Только в случае подделки источник отражает не те события, которые по своему содержанию должен был бы отразить, а те события и явления, в условиях которых он был создан. Подделка Бардина или Сулакадзева отражает реалии начала XIX века, а не события древних времен. Подделка, к созданию которой был причастен И. Онацевич, также отражает события того же времени.

Содержание подделки же, созданной в давние времена и отражающей события того же времени, может свидетельствовать о той форме, которую в то время принимали подлинные источники, которым фальсификаторы подражали.

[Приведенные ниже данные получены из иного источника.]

PR #7714, opened 2024-03-06
feat(rust): change behavior of how the target route is handled in "tcp-inlet create"

adrianbenavides:
- The `to` argument accepts either a MultiAddr route or a short string to define the service name. Before this PR, the short string was used to define the relay name.
- Add a new optional argument `via` to define the relay name.

When `to` is passed as a service name, and `via` is also passed, the route is processed as follows:

`/project/$DEFAULT_PROJECT_NAME/service/forward_to_$RELAY_NAME/secure/api/service/$SERVICE_NAME`

which simplifies its definition to just two "words":

```
# before
ockam tcp-inlet create --to /project/myproject/service/forward_to_myrelay/secure/api/service/myservice

# now
ockam tcp-inlet create --via myrelay --to myservice
```

### DIFF
--- a/implementations/rust/ockam/ockam_command/src/tcp/inlet/create.rs
+++ b/implementations/rust/ockam/ockam_command/src/tcp/inlet/create.rs
@@ -24,7 +24,7 @@ use ockam_api::nodes::service::portals::Inlets;
 use ockam_api::nodes::BackgroundNodeClient;
 use ockam_api::{random_name, ConnectionStatus};
 use ockam_core::api::{Reply, Status};
-use ockam_multiaddr::proto::Project;
+use ockam_multiaddr::proto;
 use ockam_multiaddr::{MultiAddr, Protocol as _};
 
 use crate::node::util::initialize_default_node;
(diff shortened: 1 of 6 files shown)


implementations/rust/ockam/ockam_command/src/tcp/inlet/create.rs
```diff
@@ -273,95 +277,160 @@ impl CreateCommand {
...
+            ),
+        ];
+        for (to, via, expected) in cases {
+            let res = CreateCommand::parse_arg_to(&state, &to, Some(&via.to_string()))
+                .await
+                .unwrap();
+            assert_eq!(res, expected.to_string());
+        }
+
+        // "via" is ignored if "to" is passed as a full route
```
etorreborre: Should it be ignored or raise an error? Because it's likely to be a configuration error in that case.

etorreborre (dismissed):
That's a very nice UX improvement. I left a question and it would be nice to enrich the long help text as well.

implementations/rust/ockam/ockam_command/src/tcp/inlet/create.rs
adrianbenavides: Good point, I think it's better to return an error, yes.

adrianbenavides: done!

adrianbenavides:
@etorreborre I've updated the docs for the `to` and `via` arguments. Not sure if they are too verbose now, but I think the examples can help a lot in understanding the different use cases.

etorreborre:
@adrianbenavides thanks for expanding the help! However I think that arguments help should be kept short and the verbose explanation should go to the after_long_help text instead.

etorreborre (approved):

PR #7716, opened 2024-03-06
feat: bounded traces

etorreborre:
This PR makes sure that we don't send the tracing context across more than one node at the time:

 - When a `TransportMessage` is created we start a new trace before it is sent to another node. 
 - The trace that lead to creating this `TransportMessage` and the new trace are both linked together so it becomes possible to navigate traces and analyze, end-to-end, the processing of a given message.

This way, we:

 - Remove the possibility to correlate messages entering a node with messages leaving a node when they are part of the same communication route
 - Yet, we keep traces with spans that represent the full processing of messages, from the moment they are received (or from the moment that a user executes a command) to the moment they leave a node.

In this PR also:

 - A few more spans were introduced to display more activity for portals (it's far from complete though).
 - The node name, if available, is added to all spans in order to better understand traces as they cross several nodes.

**NOTE** the `tracing_context` field is still not enabled with this PR. We need first to finish testing the integration with the Controller and deploy a new version

### DIFF
--- a/implementations/rust/ockam/ockam_core/src/routing/message/transport_message.rs
+++ b/implementations/rust/ockam/ockam_core/src/routing/message/transport_message.rs
@@ -1,9 +1,15 @@
 #[cfg(feature = "std")]
 use crate::OpenTelemetryContext;
-use crate::{compat::vec::Vec, Message, Route};
+use crate::{compat::vec::Vec, Message, Route, OCKAM_TRACER_NAME};
 #[cfg(feature = "std")]
 use cfg_if::cfg_if;
 use core::fmt::{self, Display, Formatter};
+#[cfg(feature = "std")]
+use opentelemetry::{
+    global,
+    trace::{Link, SpanBuilder, TraceContextExt, Tracer},
+    Context,
+};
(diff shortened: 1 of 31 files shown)


implementations/rust/ockam/ockam_core/src/routing/message/transport_message.rs
```diff
@@ -59,8 +67,23 @@ impl TransportMessage {
     pub fn set_tracing_context(self, _tracing_context: OpenTelemetryContext) -> Self {
```
davide-baldo: Maybe it should be called `link_tracing_context` since we no longer retain the original context

davide-baldo (dismissed):

implementations/rust/ockam/ockam_core/src/routing/message/transport_message.rs
etorreborre: That's good idea. I renamed the function to `start_new_tracing_context` to give the idea that we are starting a brand new trace and left a more explicit comment.

davide-baldo (approved):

Подделки упорно возвращаются в общественный обиход даже после их разоблачения. Причина этого явления лежит в том, что подделки отражают существование в обществе не только научных, но и ненаучных представлений о прошлом. Подделки доказывают существование исторической мифологии, т. е. представлений, которые в своей описательной части относятся к определенному историческому явлению, но рассказывают не столько о том, что было, сколько о том, что должно было быть, и что является предметом не исследования, а веры.

СПИСОК ЛИТЕРАТУРЫ:


  1. Цит. по: История дипломатии. М.: Огиз, 2001. Т. 1. С. 516.

  2. Подделки // Энциклопедический словарь. Изд.: Ф.А. Брокгауз, И.А. Ефрон. Спб., 1898. Полутом 47. С. 88; Подделка // Большая Советская энциклопедия. 1-е изд. М., 1940. Т. 45. С. 778; Подлог // Там же: С. 794.

  3. Цит. по: Koscialkowski, S. Historyka. L., 2004. S. 85.

  4. Цит. по: Koscialkowski, S. Historyka. L., 2004. S. 85

  5. Козлов В.П. Тайны фальсификации. М., 2004. С. 248–249.

  6. Цит. по: Улащик Н.Н. Предпосылки крестьянской реформы 1961 г. в Литве и Западной Белоруссии. М.: Наука, 2005. С. 94.

  7. Блок М. Апология истории. М., 2006. С. 153.

  8. Маслов В.И. Оссиан в России. Библиография. Л.: АН СССР, 1928.